The act of remembering against the institutionalised amnesia is a recurring motif in the film, resisting hegemonic narratives by the exploration of 'counter-memory'.
Through a confluence of academic discourse and documentary practice, the film seeks to explore possibilities of excavation of 'subjugated knowledges' by bringing to fore perspectives that hegemonic practices have foreclosed, thus not only aiming to explore counter-histories but raising questions on the practice, process and form itself.
Paper short abstract:
7000 Miles is a film project about everyday life in two cities 7000 miles apart, as lived and experienced by 20 people from different socioeconomic and ethnic backgrounds. The film aims to de-mystify and de-exoticise the “other” by opening a window into everyday life in both cities.
Paper long abstract:
7000 Miles is a film about everyday life in two cities that are geographically 7000 miles apart, as lived and experienced by ten people from different socioeconomic and ethnic backgrounds and walks of life. The film discovers parallels of urban existence between those inhabiting vastly different geographies. The participants live in Karachi and New York City - two large metropolitan cities in two countries with very different levels of development, culture and socioeconomics: Pakistan and USA.

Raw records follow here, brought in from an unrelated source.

PR #200, opened 2020-12-14
Small change to helper-qualtrics.R function for better VCR setup

jmobrien:
Current helper function for VCR setup masks the branded qualtrics URL as `<<<my_base_url>>>`.  The tests, however, expect to see `t.qualtrics.com` as part of the uri in the recorded api call.  After using that helper function, I was seeing tests fail due to mismatched uri, when everything else was good, so changing to the latter for masking should hopefully clear that up.


jmobrien:
Okay, it appears I'm not understanding this correctly.  Closing this PR.

juliasilge:
I will be honest that this is still not working entirely correctly for me either; I am having to do some manual replacing of keys and such, which I discussed in ropensci/vcr#167. Not sure what the solution is!

jmobrien:
Okay, I tracked some stuff down.  The devtools::test() framework creates a
new environment for testing, and doesn't reimport the .Renviron file where
the API key and URL are stored.  So, when `vcr::vcr_configure()` is called
within a testing run, `Sys.getenv('QUALTRICS_API_KEY')` returns `""`.
Hence, no masking.

A second problem is that the environmental variables for QUALTRICS_API_KEY
and QUALTRICS_BASE_URL are repeatedly changed throughout the testing
framework, so that even if they are right at the start of testing they're
likely something else by the time they get to a new testing file.

Adding `readRenviron("~/.Renviron")` to the first line of the file
`helper-qualtrics.R` causes the masking configuration to work
properly--provided that you call `readRenviron("~/.Renviron")` again with
the new testing file, commenting out the call to
`qualtrics_api_credentials`.

Except there's still a problem: the masking is wrong.  It masks the url as
"<<<my_base_url>>>` rather than as `t.qualtrics.com` used in all the
existing fixtures.

One might think that the mask configuration to this would fix it:

filter_sensitive_data = list("<<<my_api_key>>>" =
> Sys.getenv('QUALTRICS_API_KEY'),
>                                "t.qualtrics.com" =
> Sys.getenv('QUALTRICS_BASE_URL'))
>

And it does in a sense--it causes the new fixtures to be written
correctly.  But, it then causes ALL the other tests to fail, for reasons I
don't fully understand.

That's all I have for now. Not sure where to proceed from here.  Adding
`readRenviron("~/.Renviron")` to `helper.qualtrics.R` seems like it could
be the correct next step at least, but I wasn't clear whether that would be
kosher from a testing perspective so I haven't made a PR for that myself.

jmobrien:
I made a few changes that I think might help:

 - Loads the .Renviron before testing, so new tests work
 - Drops the masking of each person's URL.  
 - Instead, sets it to a default of "www.qualtrics.com", which should work for everyone.  
 - Adjusts the tests and fixtures to suit.  

Basically there were problems with the "t.qualtrics.com" approach - if it was wasn't set up as the mask, then new fixtures would use the wrong masking and later wouldn't match with "t.qualtrics.com" in the tests.  But if it WAS used as the mask, then vcr would convert it BACK to the real URL when it loaded the cassette, at which point it ALSO wouldn't match with "t.qualtrics.com." 

This approach just uses a non-secret URL across the board.  

New tests being written still need to comment out the call to `qualtrics_api_credentials()` when being written, as well add some lines, as follows:

```{r}
# qualtrics_api_credentials(api_key = "1234", base_url = "www.qualtrics.com")
readRenviron("~/.Renviron") # Calls back up the API key and URL likely overwritten by previous tests
Sys.setenv("QUALTRICS_BASE_URL" = "www.qualtrics.com") # Sets base URL to the default
```

Still feels clunky but it works.

tests/testthat/test-all-surveys.R
```diff
@@ -20,6 +20,8 @@ test_that("all_surveys() sends the proper request to Qualtrics", {
 
 })
 
+qualtrics_api_credentials(api_key = "1234", base_url = "t.qualtrics.com")
```
juliasilge, line 23: Does this one need to change to?

juliasilge: Ah yep, I get what's happening there. 👍

juliasilge:
OK @jmobrien I appreciate this a lot; let's give this approach a try.

PR #203, opened 2021-01-11
new function fetch_description()

jmobrien:
Adds a new "fetch" function `fetch_description()`, which is basically an updated `metadata()` using the new v3 Get Survey endpoint.  Name follows recent trends while removing the ambiguity between what qualtrics calls "metadata" and the broader survey description.

`legacy = TRUE` calls the older `metadata()` function for now, and passes any arguments (i.e. questions).  

Small change to older metadata() function to simplify and make consistent with the new approach: now no longer need a named boolean list of elements to return, can just pass a character vector with what you want.  Old approach still works with a message.

A few things remain: survey_questions() still depends on the older metadata(), as does the internal infer_data_types() called when `fetch_survey` uses `label = TRUE` (though IMO that whole relabeling system is problematic and should be deprecated). Also, some things like response counts and embedded data aren't in the new endpoint, but having worked with them, they don't always match up as expected, which is probably why they were removed.  

So, there's more to do.  But, generally, this should set us on the path to being able to work with the new metadata consistently, which is the last major piece in removing some of the ways that response data and metadata sometimes don't line up.  

Major hat tip to @lyh970817 on this, who discussed this with me somewhat, and whose related work across the two Get Survey endpoints was a key referent.


juliasilge:
@jmobrien thank you so much for all of your work! 

Do you see how there are so many commits in this PR? Instead of creating a PR in this way, branched off of master a long time ago with conflicts, can you [create a fork of this repo](https://usethis.r-lib.org/articles/articles/pr-functions.html) with `usethis::create_from_github()`, and then initiate a new branch with `usethis::pr_init()`? You might find [this chapter of Happy Git with R](https://happygitwithr.com/common-remote-setups.html) helpful; you want to head for "fork-and-clone".

jmobrien:
Thanks.  I was aware that the commits had gotten a bit out of hand.  I'm self-taught on Git and haven't had any curated input on the proper flows.  I tried to rebase and pre-resolve here so it wouldn't get too out of hand, but it obviously didn't really produce the intended result.  I'll read over those resources and re-submit sometime soon.

juliasilge:
That would be so great! 💯  Learning to use git can be really **a lot** but those [PR helpers in the usethis](https://usethis.r-lib.org/articles/articles/pr-functions.html) package are incredibly helpful.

"There (is) a power concealed in everyday life's apparent banality, a depth beneath its triviality, something extraordinary in its very ordinariness"(1). The film strips every day life down to its most simple moments: struggling with washing the dishes, avoiding eye contact in crowded public spaces, frowning at an unruly student in class. It is hoped that the exploration of the seemingly mundane activities of daily life in both cities will help break down the perceived differences between the two cultures and ways of living. The inclusion of the inner "demons" that each subject mulls over during the course of a day is aimed at developing a deeper understanding of the subjects, by enabling the audience to discover the subjects through their innermost fears, ambitions, motivations and ruminations.
(1) Lefebvre, Henri, and Sacha Rabinovitch. Everyday Life in the Modern World Second Revised Edition. London: Continuum International Pub. Group, 2000. Print.